Immigration reform is here: President Barack Obama has presented a bipartisan solution to help immigrants obtain legal status

WASHINGTON — Calling the immigration system busted, President Obama on  Tuesday urged a swift path to citizenship for 11 million illegal immigrants and  even expanded on a new bipartisan Senate plan, including letting individuals  seek visas for gay partners.

Obama told a Las Vegas crowd that the time is now for “comprehensive  immigration reform” and suggested he’d offer his own detailed plan if Congress  doesn’t move quickly enough.

His speech followed Monday’s unveiling of the Senate plan, which he praised  as evidence that “Republicans and Democrats seem ready to tackle this problem  together.” But there are significant differences that hint at the nasty  legislative battles ahead over specifics.

While the Senate plan lets illegal immigrants get legal residency quickly,  it ties obtaining citizenship to both improved border security and a  verification system to be used by employers. That reflects demands by many  Republicans who fear a surge in new illegal immigration without such  provisions.

Conspicuously, Obama did not bring up that so-called “trigger” and thus  implied his disagreement. He instead focused on the need for illegal immigrants  to register with authorities, pay their taxes, pass criminal background checks  and learn English. 

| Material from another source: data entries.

PR #2132, opened 2025-04-10
tool count: fix colors and opacity

lily-de:
Popover was translucent and the header/footer text color didnt change for darkmode so it disappeared into the background

### DIFF
--- a/ui/desktop/src/components/ToolCount.tsx
+++ b/ui/desktop/src/components/ToolCount.tsx
@@ -4,7 +4,7 @@ import { ExclamationTriangleIcon } from '@radix-ui/react-icons';
 import { HammerIcon } from 'lucide-react';
 import { Popover, PopoverContent, PopoverTrigger } from './ui/popover';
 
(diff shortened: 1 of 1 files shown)


ui/desktop/src/components/ToolCount.tsx
```diff
@@ -4,7 +4,7 @@ import { ExclamationTriangleIcon } from '@radix-ui/react-icons';
 import { HammerIcon } from 'lucide-react';
 import { Popover, PopoverContent, PopoverTrigger } from './ui/popover';
 
-const SUGGESTED_MAX_TOOLS = 15;
+const SUGGESTED_MAX_TOOLS = 10;
```
kalvinnchau: `google_drive` itself has `13` tools lol so anyone who enables it will get this warning

lilydelalande: oh i meant for it to be higher but lowered it in testing :D will move up to 24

“If you’re able to meet some basic criteria, we’ll offer you the chance to  come out of the shadows,” he said in backing a faster potential road to  citizenship.

The speech tracked a 29-point plan he outlined last year, including tighter  border security and being tough on employers who hire illegal immigrants. A  notable difference is allowing visa applications for same-sex partners. But the  real difference is the context, as Republicans openly concede, after Obama’s  election victory and what polls suggest is growing popular support for  change.

Those supporters include dozens who watched the speech projected on the wall  of an immigrant-rights advocacy group in Jackson Heights, Queens. For them, the  changes urged by Obama can’t come soon enough.

“He said we are undocumented but we aren’t criminals. Our dream could become  reality if we get amnesty,” said Ecuadoran immigrant Tania Gordillo, 43, who  brought three of her children to the offices of Make the Road New York.

“I was so interested when he said this wasn’t an issue about policy, but  about people,” said Nubia Capador, 51, a housecleaner formerly from Colombia who  lives in Queens Village. She has papers, but her 31-year-old son, John, does  not. 

“I would love for him to be able to feel secure, able to work, to visit our  family. This would change his life,” she said.

Vicente Mayorga, 59, who moved from Ecuador nearly two decades ago, said he  counts at least eight family members who are in the U.S. illegally. “It’s so  emotional to know that the doors are opening,” he said.